Its true. Benzo withdrawal is CLINICALLY worse than opiates w/d.
Probably something to do with the seizure factor ..... I believe you have a great chance of having seizures with benzo withdrawal.
agree with you on the benzo thing. Im not touching it. however I am a bit dissapointed at myself, Its 11:50 am and i took a dilly 8. I wanted to wait it out like i did yesterday (yesterday i took it at 3 pm). technically i should be waiting till after 3 pm so im having longer intervals between doses. well im not going to beat myself up over it, but I am going to bypass the valium tonight, and alltogether in future.
so far today 50 mg morphine at 5:30 AM...dillaudid 8 at 11:50 am... Im now going to ride it out as long as i can before taking another dilly or morphine.
BTW I crush up the morphine 50 with a spoon, and put it into boiling hot water, and drink it as a tea. Maybe ill have a 25 mg tea tonight before bed. I just want to do less and less. wish i didnt do this dilly, it hasnt affected me at all cause of my tolerance, i just saw it and impulsively took it, slap on wrist!! talk to yall before i go to bed.... im very achy at this point ..it SUCKS (an oxy 20 would have made me feel better in minutes when i used to do them; im glad i have the will power not to get sucked in to that nowadays...its a great feeling)

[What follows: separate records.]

PR #5879, opened 2022-04-26
refactor prototype transforms functional tests

pmeier:
This PR refactors our prototype transforms functional tests. They are currently located in `test/test_prototype_transforms_functional.py`. To ease the reviewing process I've added a new `test/test_prototype_transforms_kernels.py` module that contains the refactored tests from this PR. In the end that should replace most parts of the old file, but doing it in a separate module avoids GH diff hell.

## Status quo

Our current implementation was the first attempt to automate our tests. I took some inspiration from the `OpInfo` framework from PyTorch core. The basic idea is to define a `FunctionalInfo`'s for each functional that stores some metadata about it. 

The most important info (and for now the only metadata we store) is the `sample_inputs_fn`. It yields call arguments

With that we can write common tests that can be `@pytest.mark.parametrize`'d over the kernel-call-args combinations. For example, a test that checks the `torch.jit.script`'ed output against its eager counterpart looks like this

https://github.com/pytorch/vision/blob/f36f3514e78485373ff04bc7efaef5aef9f4379a/test/test_prototype_transforms_functional.py#L583-L595

## Pros / Cons

This architecture has two main benefits over manually writing these tests:

1. It is trivial to add a new common test for all functionals. 
2. Writing comprehensive tests for a new functional is reduced to defining call args.

Plus, and in contrast to the `OpInfo`'s from PyTorch core, the test are easier to debug, since we use `@pytest.mark.parametrize` over `for` loops in the test body to iterate over the call args. If one of our tests fails, we can reproduce the parametrization from the log, whereas in PyTorch core one needs manually find which call args are responsible for the failure.

However, there are also downsides:

1. Using `@pytest.mark.parametrize` instantiates everything upfront. Especially with tensor inputs that can quickly become a big chunk of memory. Right now `test/test_prototype_transforms_functional.py` includes ~23k tests that instantiate tensors during collection (`pytest --co test/test_prototype_transforms_functional.py::test_eager_vs_scripted`). They all come from a common test, namely eager vs scripted. If we add more tests or more ops, this number will grow fast. This is the reason why PyTorch core does *not* rely on parametrization for their sample inputs, but rather fall back to `for` loops inside the test.
2. Having only one kind of sample inputs. Although each test might have different needs with regard to the sample inputs, we only have one generating function. This means that we need to support all needs with it and in turn unnecessary blow up the time to run all tests. For example, to test whether the output of the scripted `affine_image_tensor` kernel matches its eager counterpart, we only need to test a single set of affine parameters (as long as there is no branching based on them). However, for reference testing, we should test multiple parameter sets to make sure the kernel actually behaves like its reference.

## Design goal

This PR sets out to solve the problems detailed above while retaining all the positive aspects of the current implementation.

1. Introduce the `TensorLoader` class: it wraps another callable that in the end will create the tensor, but it knows the `shape`, `dtype` and possible other feature metadata ahead of time. The `device` will only be passed at runtime to allow us to parametrize over different devices. With this we can continue to rely on the tensor attributes during sample input generation, e.g.

    https://github.com/pytorch/vision/blob/b5c961d400b9fb16892fc57a52974aa676773a93/test/test_prototype_transforms_functional.py#L248
    
    https://github.com/pytorch/vision/blob/b5c961d400b9fb16892fc57a52974aa676773a93/test/test_prototype_transforms_functional.py#L264

    without actually instantiating the tensors.

    At test time, the tensor can simply instantiated with `TensorLoader(...).load(device)`. For convenience, `ArgsKwargs` was made aware of `TensorLoader` and got a `.load(device)` method as well. With these, the common tests will look somewhat like this:

    ```py
    @pytest.mark.parametrize(
        ("info", "args_kwargs"), [
            (info, args_kwargs) 
            for info in KERNEL_INFOS 
            for args_kwargs in info.sample_inputs
        ]
    )
    @pytest.mark.parametrize("device", ["cpu", "cuda"])
    def test_smoke(info, args_kwargs, device):
        args, kwargs = args_kwargs.load(device)
    
        result = info.kernel(*args, **kwargs)
    ```

    This approach of "lazy loading" is similar to the concept of [lazy tensors](https://pytorch.org/blog/understanding-lazytensor-system-performance-with-pytorch-xla-on-cloud-tpu/) although stripping everything we don't need. To avoid confusion, I preferred to use the term "load" over "lazy" here.
2. Introduce a `reference_inputs_fn` alongside the `sample_inputs_fn`. As the name implies, the former will only be used for reference tests and should be comprehensive with respect to the tested values. In contrast, the `sample_inputs_fn` should only cover all valid code paths. This is on par with PyTorch core does with their `OpInfo` framework although they have even more diverse sample inputs functions, like the [`error_inputs_func`](https://github.com/pytorch/pytorch/blob/5ea2eb304ea6e9bab0c68fc57dbffbc068354ce7/torch/testing/_internal/opinfo/core.py#L641).

## Limitations

There are two things that are not included in the current design:

1. Reference test against fixed inputs. The reference tests explained above work by using one function that generates sample inputs and passing them to the kernel as well as a reference function. Thus, we only need to parametrize over one set of sample inputs and the reference outputs only get computed at runtime. To support fixed references, we would need a map of sample inputs to their fixed reference and thus defeating the whole part of the design to nto instantiate tensors at collection. Fortunately, we don't need to force everything into the framework proposed here and can simply have separate "manual" tests for this. Of course this also applies to testing error / warning inputs although in the future we could also integrate that into the framework.
2. Tests for high level functionals aka dispatchers. As the name implies, they only dispatch, so it would be quite a waste of resources to test them again with sample inputs if we already tested the kernels. I think we should implement something like "if I put in a PIL Image, the PIL kernel gets called and its output gets returned". However, this is out of scope for this PR.

## Todo

This PR mostly introduces the new framework while adding some kernels as examples. There are three ways to add the remaining ones:

1. Finish everything in this PR.
2. Merge this PR and add follow-up PRs for the remaining kernels. This is possible without ripping large gaps in our CI since I've added the new tests in a new module. The last PR of this series could be a clean up to remove all the then duplicated tests in the old module.
3. Use this PR as feature branch and add more PRs against this until we are finished.

My preference is 3. -> 2. -> 1. but I'll leave that up to the reviewers. Here is the list of what kernels are done or missing:

- `clamp_bounding_box`
- `convert_bounding_box_format`
- `convert_color_space`
  - [ ] `image`
- `adjust_brightness`
  - [ ] `image`
- `adjust_contrast`
  - [ ] `image`
- `adjust_gamma`
  - [ ] `image`
- `adjust_hue`
  - [ ] `image`
- `adjust_saturation`
  - [ ] `image`
- `adjust_sharpness`
  - [ ] `image`
- `autocontrast`
  - [ ] `image`
- `equalize`
  - [ ] `image`
- `invert`
  - [ ] `image`
- `posterize`
  - [ ] `image`
- `solarize`
  - [ ] `image`
- `affine`
  - [x] `bounding_box`
  - [x] `image`
  - [ ] `segmentation_mask`
- `center_crop`
  - [ ] `bounding_box`
  - [ ] `image`
  - [ ] `segmentation_mask`
- `crop`
  - [ ] `bounding_box`
  - [ ] `image`
  - [ ] `segmentation_mask`
- `elastic`
  - [ ] `bounding_box`
  - [ ] `image`
  - [ ] `segmentation_mask`
- `five_crop`
  - [ ] `image`
- `horizontal_flip`
  - [x] `bounding_box`
  - [x] `image`
  - [x] `segmentation_mask`
- `pad`
  - [ ] `bounding_box`
  - [ ] `image`
  - [ ] `segmentation_mask`
- `perspective`
  - [ ] `bounding_box`
  - [ ] `image`
  - [ ] `segmentation_mask`
- `resize`
  - [x] `bounding_box`
  - [x] `image`
  - [ ] `segmentation_mask`
- `resized_crop`
  - [ ] `bounding_box`
  - [ ] `image`
  - [ ] `segmentation_mask`
- `rotate`
  - [ ] `bounding_box`
  - [ ] `image`
  - [ ] `segmentation_mask`
- `ten_crop`
  - [ ] `bounding_box`
  - [ ] `image`
  - [ ] `segmentation_mask`
- `vertical_flip`
  - [ ] `bounding_box`
  - [ ] `image`
  - [ ] `segmentation_mask`


test/test_prototype_transforms_functional.py
```diff
@@ -128,82 +145,184 @@ def make_one_hot_label(*args, **kwargs):
...
-    return sample_inputs_fn
+def sample_inputs_horizontal_flip_image_tensor(device):
+    for image in make_images(sizes=[DEFAULT_IMAGE_SIZE], device=device, dtypes=[torch.float32]):
+        yield SampleInput(image)
 
 
-@register_kernel_info_from_sample_inputs_fn
-def horizontal_flip_image_tensor():
-    for image in make_images():
+def reference_inputs_horizontal_flip_image_tensor():
```
vfdev-5, line 273: I was expecting to see here as input args: input tensor and params (for other ops). Seems like to reference output is generated no matter the input...
I maybe missing something here.

If we need to generate sample inputs, can't we refactor this part between `def sample_inputs_horizontal_flip_image_tensor` and `reference_inputs_horizontal_flip_image_tensor` and while configuring `FunctionalInfo`, developer just specify reference function working on a single input ?

pmeier: > I was expecting to see here as input args: input tensor and params (for other ops). Seems like to reference output is generated no matter the input...
I maybe missing something here.

The `reference_inputs_fn` is not the same as the reference. The former just creates the inputs that are used for testing against the reference. It is different from the `sample_inputs_fn` in the sense that it can test a more comprehensive set of inputs with regard to their values. `sample_inputs_fn` basically only checks all valid code paths.

I'm marking this as resolved since there was quite a few refactoring steps since this comment. If this is not clear in the current state, feel free to ask again.

test/prototype_common_utils.py
```diff
@@ -1,28 +1,127 @@
...
+)
 from torchvision.prototype import features
-from torchvision.prototype.transforms.functional import to_image_tensor
+from torchvision.prototype.transforms.functional import convert_image_dtype, to_image_tensor
 from torchvision.transforms.functional_tensor import _max_value as get_max_value
 
+__all__ = ["assert_close"]
+
+
+class PILImagePair(TensorLikePair):
```
pmeier, line 28: This is a superset of what the old `ImagePair` did. It includes the options to only test the aggregated difference or check the percentage of differing pixels. That is on par with what we are currently doing in our stable functional tests:

https://github.com/pytorch/vision/blob/a67cc87a33a3f713aebf5299bdeb2672c98e0bc5/test/common_utils.py#L172-L174

test/prototype_common_utils.py
```diff
@@ -34,26 +133,104 @@ def __iter__(self):
...
+    def load(self, device="cpu"):
+        args = tuple(arg.load(device) if isinstance(arg, TensorLoader) else arg for arg in self.args)
+        kwargs = {
+            keyword: arg.load(device) if isinstance(arg, TensorLoader) else arg for keyword, arg in self.kwargs.items()
+        }
+        return args, kwargs
 
-            return f"{repr_[:max//2]}...{repr_[-(max//2-3):]}"
+    def __repr__(self):
+        def better_repr(obj):
```
pmeier, line 144: We no longer need to shorten the `repr` here, since that was mostly done for tensors and they are now replaced with `TensorLoader`'s.

test/prototype_common_utils.py
```diff
@@ -34,26 +133,104 @@ def __iter__(self):
...
+    return wrapper
+
+
+def from_loaders(loaders_fn):
+    def wrapper(*args, **kwargs):
+        loaders = loaders_fn(*args, **kwargs)
+        for loader in loaders:
+            yield loader.load(kwargs.get("device", "cpu"))
+
+    return wrapper
```
pmeier, line 180: These functions are mostly for "BC" with our current tests. With them we can turn `make_*_loader{s}` back into `make_*`. For example, `make_images = from_loaders(make_image_loaders)`. This makes the transition period easer, since we don't need to touch the old files. 

In the future, most tests should use the loader architecture. Those that don't could simply invoke `TensorLoader(...).load(device)` manually.

test/prototype_common_utils.py
```diff
@@ -34,26 +133,104 @@ def __iter__(self):
...
+class TensorLoader:
+    def __init__(self, fn, *, shape, dtype):
+        self.fn = fn
+        self.shape = shape
+        self.dtype = dtype
+
+    def unwrap(self):
+        return TensorLoader(
+            lambda shape, dtype, device: torch.Tensor(self.fn(shape, dtype, device)), shape=self.shape, dtype=self.dtype
+        )
```
pmeier, line 192: This is useful in case we have a loader for a subclass, e.g. `ImageLoader`, but want to test a kernel that needs to work on plain tensors. You will see a lot of these `image_loader.unwrap()` calls in the sample inputs functions in the kernel tests.

test/prototype_common_utils.py
```diff
@@ -34,26 +133,104 @@ def __iter__(self):
...
-def make_image(size=None, *, color_space, extra_dims=(), dtype=torch.float32, constant_alpha=True):
+    def __repr__(self):
+        extra = ", ".join(
+            [
+                str(tuple(self.shape)),
+                str(self.dtype).replace("torch.", ""),
+                *[str(extra) for extra in self._extra_repr()],
+            ]
+        )
+        return f"{self._TYPE_NAME}[{extra}]"
```
pmeier, line 210: This is purely to have more readable test names. I would prefer to keep it, but removing this doesn't affect the framework proposed in this PR.

test/prototype_common_utils.py
```diff
@@ -64,36 +241,60 @@ def make_image(size=None, *, color_space, extra_dims=(), dtype=torch.float32, co
...
         features.ColorSpace.RGB_ALPHA,
     ),
+    extra_dims=DEFAULT_EXTRA_DIMS,
     dtypes=(torch.float32, torch.uint8),
-    extra_dims=((), (0,), (4,), (2, 3), (5, 0), (0, 5)),
+    constant_alpha=True,
 ):
     for size, color_space, dtype in itertools.product(sizes, color_spaces, dtypes):
-        yield make_image(size, color_space=color_space, dtype=dtype)
+        yield make_image_loader(size, color_space=color_space, dtype=dtype, constant_alpha=constant_alpha)
```
pmeier, line 273: These functions don't need to yield since we don't load the tensors anyway. Still, I prefer this idiom over the more verbose

```py
loaders = []

for ...:
    loaders.append(...)

for ...:
    loaders.append(...)

return loaders
```

Since we only iterate over the returned values this makes no difference.

test/test_prototype_transforms_kernels.py
```diff
@@ -0,0 +1,394 @@
...
+        reference=None,
+        reference_inputs_fn=None,
+        **closeness_kwargs,
+    ):
+        self.kernel = kernel
+        # smoke test that should hit all valid code paths
+        self.sample_inputs_fn = sample_inputs_fn
+        self.reference = reference
+        self.reference_inputs_fn = reference_inputs_fn or sample_inputs_fn
+        self.closeness_kwargs = closeness_kwargs
```
pmeier, line 30: TODO: add / expand comments here

test/test_prototype_transforms_kernels.py
```diff
@@ -0,0 +1,394 @@
...
+
+    def __str__(self):
+        return self.kernel.__name__
+
+
+def pil_reference_wrapper(pil_kernel):
```
pmeier, line 36: The reference defined in the `KernelInfo` will be passed the same inputs as the kernel. Since we use the PIL kernel as reference for its tensor counterpart, this is simple wrapper to avoid defining the same kind of reference function over and over.

test/test_prototype_transforms_kernels.py
```diff
@@ -0,0 +1,394 @@
...
+        }.get(feature_type)
+        if data_ndim is None:
+            raise pytest.UsageError(
+                f"The number of data dimensions cannot be determined for input of type {feature_type.__name__}."
+            ) from None
+        elif batched_input.ndim <= data_ndim:
+            pytest.skip("Input is not batched.")
+        elif batched_input.ndim > data_ndim + 1:
+            # FIXME: We also need to test samples with more than one batch dimension
+            pytest.skip("Test currently only supports a single batch dimension")
```
pmeier, line 350: TODO

test/test_prototype_transforms_kernels.py
```diff
@@ -0,0 +1,394 @@
...
+    def test_cuda_vs_cpu(self, info, args_kwargs):
+        (input_cpu, *other_args), kwargs = args_kwargs.load("cpu")
+        input_cuda = input_cpu.to("cuda")
+
+        output_cpu = info.kernel(input_cpu, *other_args, **kwargs)
+        output_cuda = info.kernel(input_cuda, *other_args, **kwargs)
+
+        assert_close(output_cuda, output_cpu, check_device=False)
+
+    # FIXME: enforce this only runs on CPU machines
```
pmeier, line 378: TODO

test/prototype_common_utils.py
pmeier: I've removed this once again, since tests like `test_batched_vs_single` need this information before the kernel is called. If a kernel actually depends on the subclass, the `test_scripted_vs_eager` will catch it, since subclass won't get scripted.

test/test_prototype_transforms_kernels.py
pmeier: Fixed in 338523d4989e04a48e7ff1e63cb93a1d45001afe.

pmeier:
@vfdev-5 The failure comes from a test you wanted to fix:

```
=================================== FAILURES ===================================
_ test_correctness_elastic_image_or_mask_tensor[elastic_segmentation_mask-make_segmentation_masks-cpu] _
  File "/home/runner/work/vision/vision/test/test_prototype_transforms_functional.py", line 1643, in test_correctness_elastic_image_or_mask_tensor
    sample[..., in_box[3] - 1, in_box[0]] = torch.arange(20, 20 + c)
  File "/home/runner/work/vision/vision/torchvision/prototype/features/_feature.py", line 87, in __torch_function__
    output = func(*args, **kwargs)
IndexError: index 34 is out of bounds for dimension 1 with size 25
----------------------------- Captured stdout call -----------------------------
torch.Size([1, 64, 76])
torch.Size([4, 1, 64, 76])
torch.Size([0, 64, 76])
torch.Size([4, 0, 64, 76])
torch.Size([9, 64, 76])
torch.Size([4, 4, 64, 76])
torch.Size([1, 25, 18])
```

Given that this PR does not touch this test at all, my best guess is that it was flaky before and depended on a random seed. Plus, we seem to have missed a debug statement:

https://github.com/pytorch/vision/blob/cac4e228c9ca9e7564cb34406e7ebccfdd736976/test/test_prototype_transforms_functional.py#L1659

test/prototype_common_utils.py
pmeier: I've refactored this to avoid overly complicated test ids. They distracted more than being helpful.

vfdev-5:
> The failure comes from a test you wanted to fix:

@pmeier it was fixed. The issue is with input image size that is too small for given bounding boxes. Probably, I changed that again somewhere.

test/test_prototype_transforms_kernels.py
```diff
@@ -0,0 +1,435 @@
...
+        (batched_input, *other_args), kwargs = args_kwargs.load(device)
+
+        feature_type = features.Image if features.is_simple_tensor(batched_input) else type(batched_input)
+        # This dictionary contains the number of rightmost dimensions that contain the actual data.
+        # Everything to the left is considered a batch dimension.
+        data_dims = {
+            features.Image: 3,
+            features.BoundingBox: 1,
+            features.SegmentationMask: 3,
+        }.get(feature_type)
```
pmeier, line 378: To be able to test the transform with batched vs. single inputs, we need to know where the batch dimensions start. For masks this cannot be done, since detection masks use the last three dims for a single mask while segmentation masks use the last two.

pmeier:
@vfdev-5 You were right and I fixed that in a49f0dbea15ed0652241f67bf21402eb4d185dee. However, now we get this failure:

```
=================================== FAILURES ===================================
_ test_correctness_perspective_segmentation_mask[startpoints0-endpoints0-cpu] __
  File "/Users/runner/work/vision/vision/test/test_prototype_transforms_functional.py", line 1496, in test_correctness_perspective_segmentation_mask
    torch.testing.assert_close(output_mask, expected_masks)
  File "/Users/runner/hostedtoolcache/Python/3.7.13/x64/lib/python3.7/site-packages/torch/testing/_comparison.py", line 1359, in assert_close
    msg=msg,
  File "/Users/runner/hostedtoolcache/Python/3.7.13/x64/lib/python3.7/site-packages/torch/testing/_comparison.py", line 1093, in assert_equal

Mismatched elements: 1 / 558 (0.2%)
Greatest absolute difference: 1 at index (0, 2, 17)
Greatest relative difference: inf at index (0, 2, 17)
```

In CI this is only failing on macOS, but this also fails for me locally. Given that we have only a single mismatched element, the test is probably flaky.

vfdev-5:
I do not see from your commit where the size was fixed. More general question, how to find the code of failing test ? It is totally obfuscated to me :)

pmeier:
> I do not see from your commit where the size was fixed.

The issue was that while refactoring the `make_*s` functions I didn't made sure that the "data dimensions", i.e. everything that is not a batch dimension, are constant. For example, before the last commit, setting `size` parameter in `make_segmentation_mask` only applied to a part of the generated samples. This is why the failing test popped back up: you set the `size` and depended on it being at least that, but some samples were smaller.

> More general question, how to find the code of failing test ? It is totally obfuscated to me :)

Not sure what you mean. Could you elaborate? Right now there is no failing test in the new tests, so I'll construct one to show what it looks like. Imagine `horizontal_flip_bounding_box` is not `torch.jit.script`'able. The failing test will look like this

```
________________ TestCommon.test_scripted_vs_eager[cpu-horizontal_flip_bounding_box35] _________________
```

<details><summary>Traceback</summary>
<p>

```
  File "/home/philip/git/pytorch/torchvision/test/test_prototype_transforms_kernels.py", line 343, in test_scripted_vs_eager
    kernel_scripted = torch.jit.script(kernel_eager)
  File "/home/philip/.local/opt/mambaforge/envs/torchvision-dev/lib/python3.7/site-packages/torch/jit/_script.py", line 1344, in script
    qualified_name, ast, _rcb, get_default_args(obj)
RuntimeError: 
  File "/home/philip/git/pytorch/torchvision/torchvision/prototype/transforms/functional/_geometry.py", line 42
    )

    bounding_box[..., [0, 2]] = image_size[1] - bounding_box[..., [2, 0]]
                                                ~~~~~~~~~~~~~~~~~~~~~~~~ <--- HERE

The above exception was the direct cause of the following exception:

  File "/home/philip/git/pytorch/torchvision/test/test_prototype_transforms_kernels.py", line 345, in test_scripted_vs_eager
    raise AssertionError("Trying to `torch.jit.script` the kernel raised the error above.") from error
AssertionError: Trying to `torch.jit.script` the kernel raised the error above.
```

</p>
</details>

From the test name and parametrization you should find everything:
1. The test is defined in the class `TestCommon` and is named `test_scripted_vs_eager`
2. The test was run on the CPU
3. It checked the kernel `horizontal_flip_bounding_box` and specifically the 35th sample input. (In this example all sample inputs fail since the scriptability of the kernel is not dependent on the input).

To debug, you can run this exact test with 

```
pytest 'test/test_prototype_transforms_kernels.py::TestCommon::test_scripted_vs_eager[cpu-horizontal_flip_bounding_box35]'
```

vfdev-5:
I was talking about `test_correctness_perspective_segmentation_mask[startpoints0-endpoints0-cpu]` from failed macosx job.

pmeier:
Top-most error in the traceback:

```
File "/Users/runner/work/vision/vision/test/test_prototype_transforms_functional.py", line 1496, in test_correctness_perspective_segmentation_mask
    torch.testing.assert_close(output_mask, expected_masks)
```

To reproduce:

```
pytest 'test/test_prototype_transforms_functional.py::test_correctness_perspective_segmentation_mask[startpoints0-endpoints0-cpu]'
```

vfdev-5 (approved):
Good to me

test/prototype_common_utils.py
```diff
@@ -108,128 +298,217 @@ def randint_with_tensor_bounds(arg1, arg2=None, **kwargs):
     ).reshape(low.shape)
 
 
-def make_bounding_box(*, format, image_size=(32, 32), extra_dims=(), dtype=torch.int64):
+def make_bounding_box_loader(*, extra_dims=(), format, image_size=None, dtype=torch.float32):
```
vfdev-5, line 301: Why bounding box does not have `num_objects` arg ?

pmeier: Because we defined a bounding box as `(*, 4)`, i.e. `features.BoundingBox([0, 0, 10, 10], ...)` is valid although it only has a single dimension. Thus, if you want to have multiple boxes, set `extra_dims=(num_objects,)`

I look at detox/withdrawals like that scene in Cast Away w/ Tom Hanks, where he is trying to get over the waves that are keeping him on the island. He tries and tries and tries, then eventually gets over that big wave, and he is free from the 'trap' that that island was.

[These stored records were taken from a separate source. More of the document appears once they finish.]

PR #5880, opened 2022-04-26
remove magic comma in some places

pmeier:
I discovered these while working on #5879. 

By default `black` treats a trailing comma in a sequence as ["magic"](https://black.readthedocs.io/en/stable/the_black_code_style/current_style.html#the-magic-trailing-comma) and explodes it regardless of the number of items in it. This is usually useful if you want to communicate that a sequence might grow in the future and you than only need to add a new line rather than reformatting the sequence.

However, sometimes the original author did not intend this and in turn `black` turns legible code into a mess. This PR fixes two instances where the new format is especially bad. In general, we can detect all such cases by running `black -C` and looking at the differences. There are 105 files in the `torchvision` package that will be formatted. I haven't looked at the diffs to see how bad the situation is.


NicolasHug (approved):
> black turns legible code into a mess

image



(Couldn't resist trolling)


Thanks Philip, LGTM!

If you havnt seen that movie, I suggest watching it. It is very motivational, and has a lot of parallel metaphors to drug addiction (just how I see it, dont think it was the writers intent)
6pm and i havnt dosed since the dillaudid 8 at 11:30 am today. Not motivated to go out, but my friend asked me to go pick him up from the airport tonight. The same friend who is on oxys, and trying to detox along with me. I'll peel myself off the couch n get him, but im soooo not into it. I pick him up at 820pm, around the time i was gonna make morphine tea. Ill have to wait until after I get him now, cause I dont drive after taking morphine, ever!...ohhhh 9pm until I can have a bit of relief, I guess that is a good thing. Till then
well I picked up my buddy from the airport and we smoked some weed on the way back. He had done his pills before getting on the plane etc so we didint do any when i picked him up.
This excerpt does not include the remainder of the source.